Yes...a message was sent to you, sadly resulting in the death of your friend, and you are reading the message loud and clear. Remember, you don't have confidence and THEN take risks. You take risks and that BUILDS your confidence. So many think it works the other way around. They want to have insurance that something will work out BEFORE the risk. It doesn't work that way. Take the risk, that means getting out of your COMFORT zone, and you will build the confidence. Yes, a rude awakening indeed. Don't let your friends death be in vain. Let it be a reminder. Let his death stand for something. Take the risk. Be strong. Yes, you may cry, that's not weakness. Not doing the right thing - THAT my good friend, is being weak. I can't believe how intelligent you are. You know so much you're just afraid to use it because you're so much more mature than others your age. You see things they cannot see right now. It's hard isn't it? Yes, you will survive and you will earn respect, for yourself and from others. You can love someone and not be with them. YOu can love someone and not agree with their behavior. I divorced a man, not because I didn't love him. I did. But, he was drinking. And he's get abusive when he drank. Did he do it everyday? No. But, even if he did it once every 4 months (which was pretty much the pattern) it was too much. I had to pack up two babies and leave, no where to go, no money, I moved to Los Angeles where I knew no one but knew I could get a job in a city. It was so hard. I cried everyday for a year. But, I did it. My kids respect me for it and it was worth earning their respect. You sure are earning mine. I'll be thinking of you today. My sister is also a meth addict. She's had her kids taken away twice and is still using. Meth is bad. VERY BAD. I did it a million years ago (in my 20's) and it was different then. We didn't smoke the stuff. BUT, I know - I know what I'm talking about here. I'm not some old lady who is saying "just say NO." I say just say NO, because I know. You've now seen what it can do. Me too. My best friend committed suicide. Murdered her 6 year old daughter who was named after me, Terri Lynn. All under the influence. You know your friend? This girl? YOu just might save her life by breaking her heart. Does that make sense?

 
At 2:12 PM, Blogger Terri said...

PS: I'm very very sorry about your friend. My sister is in and out of the hospital all the time with "asthma." Yea, right.

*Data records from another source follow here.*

PR #432, opened 2020-11-19
Accessibility page

AhdabNasir:
Took relevant content from the Accessibility Coronavirus page

### DIFF
--- a/common/views/template.njk
+++ b/common/views/template.njk
@@ -100,7 +100,12 @@
     href: config.paths.privacyNotice,
     text: "Privacy Notice"
   }), footerLinks) %}
-{% endif %}
+{% else %}
+ {% set footerLinks = (footerLinks.push ({
+    href: config.paths.accessibility,
+    text: "Accessibility"
+  }), footerLinks) %}
+{% endif %}  
 
 {{ govukFooter({
   meta: {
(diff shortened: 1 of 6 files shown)


common/views/template.njk
```diff
@@ -100,7 +100,12 @@
     href: config.paths.privacyNotice,
     text: "Privacy Notice"
   }), footerLinks) %}
-{% endif %}
+{% else %}
+ {% set footerLinks = (footerLinks.push ({
+    href: config.paths.accessibility,
+    text: "Accessibility"
+  }), footerLinks) %}
+{% endif %}
```
leighjohnson-friday, line 108: I think we should probably include the accessibility page for all versions of the site, not just the static version

pages/accessibility/Accessibility.js
```diff
@@ -0,0 +1,18 @@
...
+class Accessibility extends Page {
+  get url() {
+    return paths.accessibility;
+  }
+
+  // Accessibility page is only for static users
+  get middleware() {
+    return [
+      ...authentication.protect(['static'])
+    ];
```
leighjohnson-friday, line 14: I don't think we need to restrict this

leighjohnson-friday (approved):

PR #436, opened 2020-11-20
Ddb-129: measure search filters

mateen-hussain:


common/javascript/main.js
```diff
@@ -69,9 +71,17 @@ document.addEventListener('DOMContentLoaded', function() {
 
 // The expanded state of individual instances of the accordion component persists across page loads using sessionStorage.
 // These will be removed from the session storage so the accordions will collapse rather than stay open.
-// We want to keep session storage on the readiness theme pages to prevent accordions closing on a page refresh
+// We want to keep session storage on the readiness theme and search transition pages to prevent accordions closing on a page refresh
+let clearSessionStorage = true;
 const currentPage = document.getElementsByClassName('govuk-header__navigation-item--active');
-if(!currentPage.length || currentPage[0].innerText !== 'Transition readiness'){
-  sessionStorage.clear();
+if(currentPage && currentPage.length > 0 && currentPage[0].innerText === 'Transition readiness'){
```
dtaylor7, line 77: for easier reading you could name a var here e.g.
`const isTransitionReadinessPage = currentPage && currentPage.length > 0 && currentPage[0].innerText === 'Transition readiness';`

common/javascript/search.js
```diff
@@ -20,21 +20,34 @@ Search.prototype.init = function() {
...
-    if (results && results.length) {
-      return decodeURI(results[1]);
+    const regexp = `[\?&]${name}=([^&#]*)`; // eslint-disable-line no-useless-escape
+    const params = Array.from(window.location.href.matchAll(regexp));
+    let paramValues = [];
+    if (params && params.length) {
+      paramValues = params.map(param => {
+        return decodeURI(param[1])
+      })
+      // return decodeURI(results[1]);
```
dtaylor7, line 48: is this meant to be commended out?

dtaylor7 (dismissed):
Nice work. Just one optional comment.

As as aside and to draw upon our conversations, it would be good to decouple the filters from the data so they are configured as part of the backend. This would allow extending filters trivial. Perhaps you could create a ticket jira that can be prioritised with other members of team.

common/javascript/search.js
mateen-hussain: yup will remove it

common/javascript/main.js
mateen-hussain: yes, can do that

mateen-hussain:
> Nice work. Just one optional comment.
> 
> As as aside and to draw upon our conversations, it would be good to decouple the filters from the data so they are configured as part of the backend. This would allow extending filters trivial. Perhaps you could create a ticket jira that can be prioritised with other members of team.

agreed, will do this once this PR gets merged

dtaylor7 (approved):

PR #440, opened 2020-11-23
lock daily notifications so it doesnt run twice on prod

dtaylor7:


leighjohnson-friday:
Looks good, just one thing. Do you need to create a migration script to add the initial "daily updates notifications" name to the dashboard_locks table?  I'm not sure the update will work otherwise.

notifications/upcomingMilestones.js
```diff
@@ -7,13 +7,15 @@ const NotifyClient = require('notifications-node-client').NotifyClient;
...
 const logger = require('services/logger');
-const { v4: uuidv4 } = require('uuid');
+const locks = require('helpers/locks');
 
 const dao = new DAO({
   sequelize: sequelize
 });
 
-const getProjectsDueInNextTwoDays = async () => {
+const upcomingMilestonesNotifications = {};
```
mateen-hussain, line 16: any benefit in creating an object and exporting it than exporting the functions directly ?

notifications/upcomingMilestones.js
```diff
@@ -25,15 +27,15 @@ const getProjectsDueInNextTwoDays = async () => {
...
   return projects.reduce((departments, project) => {
     departments[project.departmentName] = departments[project.departmentName] || [];
     departments[project.departmentName].push(project);
     return departments;
   }, {});
 };
 
-const getUsers = async (departmentName) => {
+upcomingMilestonesNotifications.getUsers = async (departmentName) => {
   return await User.findAll({
```
mateen-hussain, line 39: await not needed with return

notifications/upcomingMilestones.js
```diff
@@ -45,17 +47,17 @@ const getUsers = async (departmentName) => {
...
 };
 
-const sendEmails = async (projectsByDepartment) => {
+upcomingMilestonesNotifications.sendEmails = async (projectsByDepartment) => {
   const notifyClient = new NotifyClient(config.notify.apiKey);
   const summary = { infos: [], errors: [] };
 
   for(const departmentName in projectsByDepartment) {
-    const users = await getUsers(departmentName);
+    const users = await upcomingMilestonesNotifications.getUsers(departmentName);
```
mateen-hussain, line 60: `getUsers` is a function within the same file. By creating an object for `upcomingMilestonesNotifications` we are calling it like `upcomingMilestonesNotifications.getUsers(..)` when we could have simply called `getUsers(..)`.

notifications/upcomingMilestones.js
```diff
@@ -140,34 +115,28 @@ const sendSummaryNotification = async (summary = { infos: [], errors: [] }) => {
 const notifyUpcomingMilestones = async () => {
```
mateen-hussain, line 115: Suggestion for improvement. Can we write a HOC which would accept, the lockname, the function to execute when lock acquired and function to run if acquiring lock throws an error.

notifications/upcomingMilestones.js
dtaylor7: unit testing was the issue

notifications/upcomingMilestones.js
dtaylor7: yes i struggled unit testing tho

notifications/upcomingMilestones.js
dtaylor7: > Looks good, just one thing. Do you need to create a migration script to add the initial "daily updates notifications" name to the dashboard_locks table? I'm not sure the update will work otherwise.

not needed, its a unique name to reference this lock

dtaylor7:
> Looks good, just one thing. Do you need to create a migration script to add the initial "daily updates notifications" name to the dashboard_locks table? I'm not sure the update will work otherwise.

not needed, its a unique name to reference this lock

notifications/upcomingMilestones.js
mateen-hussain: Technically when we write unit tests, we do it for publicly functions. Any private function will get executed as part of the unit test (which in turn also gives coverage for those functions). 

We shouldn't be exposing private functions, just to unit test them :D

leighjohnson-friday:
> > Looks good, just one thing. Do you need to create a migration script to add the initial "daily updates notifications" name to the dashboard_locks table? I'm not sure the update will work otherwise.
> 
> not needed, its a unique name to reference this lock

I just tested the update statement `UPDATE dashboard_locks SET guid='123' WHERE name='daily updates notifications' AND guid IS NULL` but it wasn't run on any records as I don't have 'daily updates notification' in the table

dtaylor7:
> > > Looks good, just one thing. Do you need to create a migration script to add the initial "daily updates notifications" name to the dashboard_locks table? I'm not sure the update will work otherwise.
> > 
> > 
> > not needed, its a unique name to reference this lock
> 
> I just tested the update statement `UPDATE dashboard_locks SET guid='123' WHERE name='daily updates notifications' AND guid IS NULL` but it wasn't run on any records as I don't have 'daily updates notification' in the table

bah, your completely right, thanks for double checking! sorted

notifications/upcomingMilestones.js
dtaylor7: thanks, will hold for now in priority of other bugs! good idea tho!

notifications/upcomingMilestones.js
dtaylor7: interesting article, in most instances i would agree, however if a developer were to change this line https://github.com/alphagov/co-eu-transition-dashboard/pull/440/files#diff-07d547dad22cdea41f1e71871b62df6d4aaac409e244a00e48a862f4825cdcefR49 it could easily be missed by the test.  likewise here https://github.com/alphagov/co-eu-transition-dashboard/pull/440/files#diff-07d547dad22cdea41f1e71871b62df6d4aaac409e244a00e48a862f4825cdcefR32.

after reading this article in future i would probably design the helper differently. that could allow for a simpler test.

leighjohnson-friday (approved):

But, she won't stop smoking the shit. I want to strangle her. And, look at all she's risking. Two beautiful kids. Her oldest she "lost" a long long time ago. He hates his mother. And now she's repeating the same thing with her 7 and 10 year olds. How sad is that. I do what I can but still, she won't stop until she kills herself. She had 8 years clean at one time but went back. I can't tell you how many tears I've cried over her and the situation but I can't fix it. I learned that. You can't fix someone else who is under the influence. You know that too right? You had to do it yourself. Make that decision yourself. So will she. I will keep her in my heart and hope and pray she "gets it" before it's too late. I'm glad you did.